> _WORK REQUEST_
Please output exactly the part of the records below that opens with the line containing "feat: detect session-leak in transaction mode" and closes with the line containing "Transaction-scoped variants (SET", both lines included, and nothing else.

>>>>>

PR #1113, opened 2026-07-22
feat: detect session-leak in transaction mode

v0idpwn:
Adds a new txn_mode_leak_action tenant option: ignore (default), log a warning, or return an error to the client.

Flags statements leaving state on the backend: session SET, set_config(_, _, false), DISCARD, session advisory locks, LISTEN/UNLISTEN, WITH HOLD cursors, temp tables, LOAD. 

Transaction-scoped variants (SET LOCAL, SET TRANSACTION, pg_advisory_xact_lock, ON COMMIT DROP, set_config(_, _, true)) are always  allowed.

Checked on Simple Query and Parse, across all statements in a query; first leak found is reported.

### DIFF
--- a/native/pgparser/src/lib.rs
+++ b/native/pgparser/src/lib.rs
@@ -10,4 +10,22 @@ fn statement_types(query: &str) -> Result<Vec<String>, String> {
     Ok(message)
 }
 
+#[rustler::nif]
+fn has_session_set(query: &str) -> Result<bool, String> {
+    let result = pg_query::parse(query).map_err(|_| "Error parsing query")?;
+
+    let found = result.protobuf.stmts.iter().any(|raw_stmt| {
+        match raw_stmt.stmt.as_deref().and_then(|node| node.node.as_ref()) {
+            Some(pg_query::NodeEnum::VariableSetStmt(stmt)) => {
+                // SET LOCAL, SET TRANSACTION and SET TRANSACTION SNAPSHOT are
+                // transaction-scoped, so they are safe in transaction mode
+                !stmt.is_local && stmt.name != "TRANSACTION" && stmt.name != "TRANSACTION SNAPSHOT"
+            }
+            _ => false,
+        }
+    });
+
+    Ok(found)
+}
+
 rustler::init!("Elixir.Supavisor.PgParser");
--- a/priv/repo/migrations/20260722000000_add_txn_mode_set_action.exs
+++ b/priv/repo/migrations/20260722000000_add_txn_mode_set_action.exs
@@ -1,0 +1,18 @@
+defmodule Supavisor.Repo.Migrations.AddTxnModeSetAction do
+  use Ecto.Migration
+
+  def change do
+    alter table("tenants", prefix: "_supavisor") do
+      add(:txn_mode_set_action, :string, null: false, default: "ignore")
+    end
+
+    create(
+      constraint(
+        "tenants",
+        :txn_mode_set_action_values,
+        check: "txn_mode_set_action IN ('ignore', 'log', 'error')",
+        prefix: "_supavisor"
+      )
+    )
+  end
+end
--- a/priv/repo/migrations/20260722000000_add_txn_mode_set_action.exs
+++ b/priv/repo/migrations/20260722000000_add_txn_mode_set_action.exs
@@ -11,7 +11,8 @@ defmodule Supavisor.Repo.Migrations.AddTxnModeSetAction do
         "tenants",
         :txn_mode_set_action_values,
         check: "txn_mode_set_action IN ('ignore', 'log', 'error')",
-        prefix: "_supavisor"
+        prefix: "_supavisor",
+        validate: false
       )
     )
   end
--- a/test/supavisor/protocol/frontend_message_handler_test.exs
+++ b/test/supavisor/protocol/frontend_message_handler_test.exs
@@ -1,6 +1,7 @@
 defmodule Supavisor.Protocol.FrontendMessageHandlerTest do
   use ExUnit.Case, async: true
 
+  import ExUnit.CaptureLog
   import Supavisor.Asserts
 
   alias Supavisor.Protocol.FrontendMessageHandler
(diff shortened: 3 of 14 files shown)


v0idpwn:
cc @Snehil-Shah figured you might want to take a look on this one, appreciate any opinions

native/pgparser/src/lib.rs
```diff
@@ -10,4 +10,22 @@ fn statement_types(query: &str) -> Result<Vec<String>, String> {
...
+                // SET LOCAL, SET TRANSACTION and SET TRANSACTION SNAPSHOT are
+                // transaction-scoped, so they are safe in transaction mode
+                !stmt.is_local && stmt.name != "TRANSACTION" && stmt.name != "TRANSACTION SNAPSHOT"
+            }
+            _ => false,
+        }
+    });
+
+    Ok(found)
+}
```
Snehil-Shah, line 29: @v0idpwn I did some AST parsing too in #1012. My main design approach was to let the rust layer expose basic primitives for interacting with pgparser (like returning the AST in JSON), instead of trying to touch application-specific logic. This way, elixir-land can own the application logic via happy JSON returned by the AST primitives it will call via NIF.

Here's a comment that gives some more context on how I wrote it: https://github.com/supabase/supavisor/pull/1012#discussion_r3301442671. 

This is mainly a discussion on the code structure and separation of concerns. Although I do feel writing the entire parsing logic in native code would be a performance win. WDYT on either of the approaches?

Snehil-Shah (commented):
@v0idpwn The idea feels pretty novel, I like it :). Just curious, is there any reference inspiration for this?

native/pgparser/src/lib.rs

<<<<<

> _FINISHED EXERCISE_
feat: detect session-leak in transaction mode

v0idpwn:
Adds a new txn_mode_leak_action tenant option: ignore (default), log a warning, or return an error to the client.

Flags statements leaving state on the backend: session SET, set_config(_, _, false), DISCARD, session advisory locks, LISTEN/UNLISTEN, WITH HOLD cursors, temp tables, LOAD. 

Transaction-scoped variants (SET LOCAL, SET TRANSACTION, pg_advisory_xact_lock, ON COMMIT DROP, set_config(_, _, true)) are always  allowed.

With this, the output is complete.